Hopefully, I haven’t lost you here, and you see what’s at stake. If you’ve ever scratched your head after meeting someone who identifies as a Christian but who seems to be indifferent to the well-being of the Earth or afraid of sex or what have you, that attitude had its root here in Plato, not in Christ.
No wonder that, by the time pneuma was translated into spiritus in Latin, we now have Christians who are skeptical of the human body and unsure even how to metaphorize the third person of the Trinity, let alone describe what she does or why she matters (pun intended). God help us by the time the Germans and English come around and they’re describing the Holy geist or Ghost. Spooky and fun sounding, but fully off the rails at this point in one long game of “Telephone.”
Ruach on the other hand is not an anti-matter word. Among the images that this one word might’ve conjured up: a tempest, a storm, a gale, a force that moves a body.
Such forceful and image rich pictures would this word have conjured that some linguists have suggested it originally started as an onomatopoeic description of the winds of a large storm. Say it to yourself out loud—‘roo-agkhh. Now imagine that that is how the writer of Exodus describes the massive gale which blows open the walls of the Red Sea to deliver the slaves into freedom in Ex. 14:21.
Think about that. When some cobwebby old cleric talks about the “Holy Ghost,” he is conjuring an image for God whose Bible-y-ness is pretty dubious. But if you ask a little kid to mimic a hurricane, that pretty much hits the nail on the head.

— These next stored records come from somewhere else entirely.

PR #983, opened 2022-06-27
chore: mark native image checks as required

mpeddada1:


losalex (commented):
I think we cannot enable those checks to be mandatory by default unless we add missing integration tests

mpeddada1:
Currently running into: 
```
com.google.cloud.logging.LoggingException: io.grpc.StatusRuntimeException: RESOURCE_EXHAUSTED: Quota exceeded for quota metric 'Read requests' and limit 'Read requests per minute' of service 'logging.googleapis.com' for consumer 'project_number:1016721519174'.
```

losalex:
> Currently running into:
> 
> ```
> com.google.cloud.logging.LoggingException: io.grpc.StatusRuntimeException: RESOURCE_EXHAUSTED: Quota exceeded for quota metric 'Read requests' and limit 'Read requests per minute' of service 'logging.googleapis.com' for consumer 'project_number:1016721519174'.
> ```

We need to wait and retry - unfortunately we must make sure that step "Kokoro - Test: Java 17 GraalVM Native Image" is succeeding

mpeddada1:
Got it, thanks @losalex. Looks like rerunning the jobs did the trick.

losalex (approved):

PR #1006, opened 2022-07-23
fix: Fix flakiness in JSON test

### LINKED ISSUE #1005: LogEntryTest.java#testStructureLogPresentations is flaky
LogEntryTest.java#testStructureLogPresentations is rendering a LogEntry into JSON and comparing it to a literal string.

This is flaky because JSON does not guarantee dictionary element ordering, and the order indeed does change (e.g., in my local tests).

Will send a PR to fix

bpcreech:
Fixes #1005


losalex (approved):
LGTM

PR #40, opened 2026-06-30
Hide the fullscreen control when running inside an iframe (#1062) (replicates mxtommy/Kip #1075)

mairas:
Replicates upstream PR https://github.com/mxtommy/Kip/pull/1075 ("Hide the fullscreen control when running inside an iframe (#1062)") by dillan.

Method: commit-by-commit cherry-pick (the upstream PR had a linear history with no merge commits).

This is an experimental replica carried in the SKip fork for evaluation. It should be reviewed and tested before merge.

### DIFF
--- a/src/app/core/services/uiEvent.service.spec.ts
+++ b/src/app/core/services/uiEvent.service.spec.ts
@@ -1,6 +1,6 @@
 import { TestBed } from '@angular/core/testing';
 import { beforeEach, describe, expect, it } from 'vitest';
-import { uiEventService } from './uiEvent.service';
+import { uiEventService, isEmbeddedInIframe } from './uiEvent.service';
 
 describe('GestureService', () => {
   let service: uiEventService;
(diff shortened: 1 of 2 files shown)


mairas:

**Verdict:** Safe to adopt. Byte-identical faithful replica of upstream #1075; correct iframe detection, tests assert the fixed behavior, no marine-safety surface.

- CI: all 13 checks green
- No actionable findings.

mairas:

**Independent verdict:** correct — The iframe detection `window.self !== window.top` (with a catch-all returning true) correctly hides the fullscreen control in every embedded context and correctly shows it at top level. Judged purely on the code: at top level self and top reference the same WindowProxy so it returns false (control shown); in any framed context (same-origin, cross-origin, or sandboxed opaque-origin) the iframe's window differs from the host's so it returns true (control hidden and toggleFullScreen no-ops). The change is isolated to the fullscreen affordance and touches no instrument-data code path, so it cannot produce wrong or stale heading/wind/depth/speed/position/autopilot values.

Confidence: `high`.

- [nit] Doc comment overstates when the SecurityError is thrown

PR #41, opened 2026-06-30
[codex] Fix autopilot standby button label (replicates mxtommy/Kip #1068)

mairas:
Replicates upstream PR https://github.com/mxtommy/Kip/pull/1068 ("[codex] Fix autopilot standby button label") by macjl.

Method: commit-by-commit cherry-pick (the upstream PR had a linear history with no merge commits).

This is an experimental replica carried in the SKip fork for evaluation. The change fixes the autopilot standby button label and adds a unit test for the widget-autopilot component.

### DIFF
--- a/src/app/widgets/widget-autopilot/widget-autopilot.component.html
+++ b/src/app/widgets/widget-autopilot/widget-autopilot.component.html
@@ -15,7 +15,7 @@
         <svg width="100%" height="100%" viewBox="0 0 100 14" preserveAspectRatio="xMidYMid meet" class="svg-element svg-modes">
           <text xml:space="preserve"
             x="50.090435"
-            y="10.743966">Disengage</text>
+            y="10.743966">{{ standbyButtonLabel() }}</text>
         </svg>
       </mat-icon>
     </button>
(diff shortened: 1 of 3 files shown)


mairas:
## Automated review — issue #69 tier-2 adoption pass

**Verdict:** Safe to adopt. Faithful, byte-identical replica of upstream #1068; the fix is correct, the label tracks the actual engage/disengage REST action for API v2, and the three new tests assert the fixed behavior.

- CI: all 13 checks green

One non-blocking observation, **not actioned** (theoretical + pre-existing, byte-identical to upstream): during the transient `apEngaged === null` window before data arrives, the standby label can briefly read "Disengage" while a click sends Engage. Pre-dates this PR. Closing that gap would be an intentional divergence from upstream — left as a maintainer decision.

mairas:
## Correction — finding re-classified as valid and fixed

My earlier comment deferred the null-state label issue as an "upstream divergence." That was wrong: the upstream PR itself wasn't reviewed, so faithfulness to it doesn't imply correctness. On reconsideration this is a **valid marine-safety-relevant bug** and has been fixed (commit `8f7586d0`).

**Bug:** the v2 standby toggle POSTs *engage* whenever `apEngaged()` is falsy (`!this.apEngaged()`), but `standbyButtonLabel()` only returned "Engage" when `apEngaged() === false`. During the transient `apEngaged === null` window before autopilot state arrives, the button read **"Disengage" while a click actually engaged** the autopilot.

**Fix:** the label now uses the same falsy check as the action (`!this.apEngaged()`), so null and false both read "Engage" and only a known-engaged state reads "Disengage". Added a regression test for the null case. All 13 CI checks green.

What does this change—if we know the Spirit of God not as that which is anti-matter but the vitality of matter itself? Well, a lot if all the windy images for Spirit are, by definition, change itself. What if we knew the Spirit not as that which is skeptical of the body but as she who gives it life? Not as that which is invisible but as she who gives movement and purpose to everything that is visible?
The “Spirit” is not that which hovers above the fray safely, indifferent to our earthly lives. The Spirit brings change, shakes things up, blows through this world like a mighty tempest just as much as a tiny breadth. The Spirit makes things happen. In fact, we know it only when it moves matter, never in stagnation, rigidity, status quo.